##### Data to process #####
Issue #497, opened 2019-11-04
Calcite - CLI - case sensitivy


aluccaroni:
**BUG REPORT**

1. Please describe the issue you observed:

It seems that we have some issue with the CLI parser (Calcite?) with case sensitivity.
See also https://github.com/diennea/herddb/pull/495.

In particular if I create a TABLE with a mix of upper and lowercase chars, then I'm unable to use the command "SHOW CREATE TABLE".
#####
Each record should be transcribed exactly as it was written.

▶ [Answer to this exercise]:
Issue #497, opened 2019-11-04
Calcite - CLI - case sensitivy


aluccaroni:
**BUG REPORT**

1. Please describe the issue you observed:

It seems that we have some issue with the CLI parser (Calcite?) with case sensitivity.
See also https://github.com/diennea/herddb/pull/495.

In particular if I create a TABLE with a mix of upper and lowercase chars, then I'm unable to use the command "SHOW CREATE TABLE".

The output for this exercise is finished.